- Route of the EO55 road, in blue

Route information
- Length: 42.4 km (26.3 mi)
- Existed: 9 July 1963–present

Major junctions
- South end: Xanthi
- North end: Border with Bulgaria (Aegean Pass)

Location
- Country: Greece
- Regions: Eastern Macedonia and Thrace
- Primary destinations: Xanthi; Echinos; Border with Bulgaria (Aegean Pass);

Highway system
- Highways in Greece; Motorways; National roads;
| ← EO54 |  | → EO56 |

= Greek National Road 55 =

Trunk road in Greece

Greek National Road 55 (Εθνική Οδός 55), abbreviated as the EO55, is a national road in northern Greece.

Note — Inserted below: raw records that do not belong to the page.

PR #2662, opened 2026-02-05
runtime: fix batched RocksDB state merges to preserve null deletion markers

jgraettinger:
## Summary

- Reapplies the batched merge operator for RocksDB connector state (previously reverted), which processes large operand lists in bounded-memory batches to avoid OOM on merge-heavy workloads
- Fixes a correctness bug where non-first batches used `full` reduction, causing LWW delete to strip null deletion markers within the batch instead of preserving them for re-merge with the base value. Now only the first batch (which contains the base/initial value) uses `full`; subsequent batches use associative reduction.
- Adds targeted regression tests and a QuickCheck fuzz suite for the batched merge path

## Background

RocksDB merge operators for connector state use the RFC 7396 merge-patch schema,
where `null` values are deletion markers that remove the corresponding property
from the base object during full reduction. When many operands accumulate
(e.g. 50k+ cursor updates), the merge operator processes them in batches to
bound memory usage.

The bug: all batches were passed the caller's `full` flag. Batches after the
first contain only operands (no base value), so `full=true` caused null markers
to be consumed within the batch — deleting properties that should only be deleted
when the batch output is later merged with the actual base. The fix restricts
`full` to only the first batch of each iteration, which always contains the
base value.

## What changed

**`crates/runtime/src/rocksdb.rs`**

- Extracted testable `do_merge(full, key, inputs, schema, batch_byte_target, batch_op_target)` from the RocksDB-specific `do_merge_rocks` wrapper, enabling direct unit testing without a RocksDB instance
- Added `is_first_batch` tracking: only the first batch per iteration uses `full` reduction; subsequent batches use associative (partial) reduction to preserve null deletion markers
- Added `batch_op_target` parameter (document count limit per batch) alongside the existing byte threshold, enabling deterministic batch boundaries in tests

## Testing

The `doc` crate already has extensive merge-patch test coverage:

- **`doc/tests/merge_patch_fuzz.rs`** — QuickCheck tests for `reduce_stack` and `reduce_combiner` paths, verifying associative vs. full reduction semantics against `json_patch::merge`
- **`doc/tests/spill_merge_fuzz.rs`** — QuickCheck tests for merge behavior across spill/memtable boundaries
- **`doc/src/reduce/strategy.rs`** — Unit tests for RFC 7396 merge-patch examples, null deletion in both associative and full modes, nested object merging, and type-switching edge cases
- **`doc/src/combine/memtable.rs`** — Snapshot tests for merge-patch reduction sequences through the combiner, including hold-back semantics and non-associative stacking

This PR adds coverage specifically for the RocksDB batched merge path, which sits above the `doc` reduction layer:

- [x] `test_null_deletion_survives_batching` — targeted regression: null markers must survive batch boundaries and correctly delete properties when re-merged with the base
- [x] `test_merge_many_operands_batched` — integration test through a real RocksDB instance with 50k operands
- [x] `fuzz_batched_merge_matches_reference` — QuickCheck (1000 cases): random merge-patch sequences at batch sizes 2, 3, 5, and unbounded, verifying both full-merge and partial-then-full-merge paths match `json_patch::merge`

### DIFF
--- a/crates/runtime/src/rocksdb.rs
+++ b/crates/runtime/src/rocksdb.rs
@@ -283,7 +283,7 @@ fn set_json_schema_merge_operator(opts: &mut rocksdb::Options, schema: &str) -> 
                               initial: Option<&[u8]>,
                               operands: &rocksdb::merge_operator::MergeOperands|
           -> Option<Vec<u8>> {
-        match do_merge(true, initial, key, operands, &schema_1) {
+        match do_merge_rocks(true, initial, key, operands, &schema_1) {
             Ok(ok) => Some(ok),
             Err(err) => {
                 tracing::error!(%err, "error within RocksDB full-merge operator");
@@ -298,7 +298,7 @@ fn set_json_schema_merge_operator(opts: &mut rocksdb::Options, schema: &str) -> 
                                  initial: Option<&[u8]>,
                                  operands: &rocksdb::merge_operator::MergeOperands|
           -> Option<Vec<u8>> {
-        match do_merge(false, initial, key, operands, &schema_2) {
+        match do_merge_rocks(false, initial, key, operands, &schema_2) {
             Ok(ok) => Some(ok),
             Err(err) => {
                 tracing::error!(%err, "error within RocksDB partial-merge operator");
@@ -314,16 +314,13 @@ fn set_json_schema_merge_operator(opts: &mut rocksdb::Options, schema: &str) -> 
     Ok(())
 }
 
-fn do_merge(
+fn do_merge_rocks(
     full: bool,
     initial: Option<&[u8]>,
     key: &[u8],
     operands: &rocksdb::merge_operator::MergeOperands,
     schema: &str,
 ) -> anyhow::Result<Vec<u8>> {
-    // Holds outputs of prior iterations, which are now inputs of the next one.
-    let mut input_storage: Vec<Vec<u8>>;
-
     // Collect all input documents (initial + operands, each newline-delimited).
     let mut inputs: Vec<&[u8]> = Vec::new();
     if let Some(initial) = initial {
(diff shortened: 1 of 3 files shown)


williamhbaker (approved):
LGTM

crates/runtime/src/rocksdb.rs
```diff
@@ -316,73 +314,237 @@ fn set_json_schema_merge_operator(opts: &mut rocksdb::Options, schema: &str) ->
...
+        // Stop when we have a single batch output.
+        if outputs.len() <= 1 {
+            return Ok(outputs.into_iter().next().unwrap_or_default());
+        }
+
+        // Batch count didn't decrease: double thresholds to make progress.
+        // Bail if both thresholds are already at their caps — we've exhausted
+        // our escalation budget and still can't converge.
+        if outputs.len() >= prev_batches {
+            if batch_byte_target >= MAX_BYTE_THRESHOLD && batch_op_target >= 1_024 * 1_024 {
```
williamhbaker, line 407: Might be worth noting that this `batch_op_target` is only applicable in testing.

williamhbaker: Also there's a very minor change here that I wanted to confirm is intentional: Previously we were using `mb_threshold > 1024` instead of `>=`, so we'd be a little more aggressive on memory usage. I assume this is just being a little more conservative here?

crates/runtime/src/rocksdb.rs
```diff
@@ -400,4 +562,232 @@ mod test {
...
+                    do_merge(true, key, final_inputs, &schema, usize::MAX, usize::MAX).unwrap();
+                if serde_json::from_slice::<serde_json::Value>(&result).unwrap() != expected {
+                    return false;
+                }
+            }
+            true
+        }
+
+        quickcheck::QuickCheck::new()
+            .tests(1000)
```
williamhbaker, line 790: Any concerns with test execution time with this many repetitions? It's probably really fast even with this many, but I know there is some overhead from constructing a validator and schema bundle as well.

crates/runtime/src/rocksdb.rs
```diff
@@ -316,73 +314,237 @@ fn set_json_schema_merge_operator(opts: &mut rocksdb::Options, schema: &str) ->
...
+        }
+
+        // Iterate again with batch outputs as new inputs.
+        // The first output descends from the original base value, so
+        // `is_first_batch` will correctly be `true` for it on the next iteration.
+        prev_batches = outputs.len();
+        input_storage = outputs;
+        inputs = input_storage
+            .iter()
+            .flat_map(|batch| batch.split(|c| *c == b'\n'))
```
williamhbaker, line 428: It took me a moment to realize that each batch output can contain multiple newline-separated documents (one per distinct key in the combiner), so the `flat_map(split('\n'))` here is re-exploding them into individual docs for the next iteration. A brief comment explaining that might help future readers — at first glance it looks like each batch output should just be one document.

williamhbaker (commented):
A few non-blocking comments that might be worth consideration below:

crates/runtime/src/rocksdb.rs
jgraettinger: The semantics are unchanged -- there's also a re-ordering of the test that also happened (to _before_ doubling), so while we'd previously:
* do a round at 1GB
* double the threshold
* fail this check

we now:
* double the threshold 512MB => 1GB
* do a round
* fail this check

crates/runtime/src/rocksdb.rs
jgraettinger: Yep, it's reasonable -- nextest says 1-2s on a debug build.

crates/runtime/src/rocksdb.rs
jgraettinger: >  can contain multiple newline-separated documents (one per distinct key in the combiner)

Just to clarify, there's only one actual key in use (`connector-state` IIRC). The multiple values here are reduction operands that were held back from combine because they're not associative.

The EO55 runs within the Xanthi regional unit, from Xanthi to the border crossing with Bulgaria at the Aegean Pass near Dimario: however, the section between Dimario and the border with Bulgaria did not open until January 2026.

==Route==

The EO55 is officially defined as a north–south road within the Xanthi regional unit: the EO55 branches off the EO14 at Gorgona near Xanthi, and heads north to the border with Bulgaria near Dimario, passing through Echinos. At the border, it meets the Bulgarian II-86 road.

==History==

Ministerial Decision G25871 of 9 July 1963 created the EO55 from the old EO47, which existed by royal decree from 1955 until 1963, and followed the same route as the current EO55. The border crossing itself opened on 20 January 2026, shortly after Bulgaria fully joined the Schengen Area.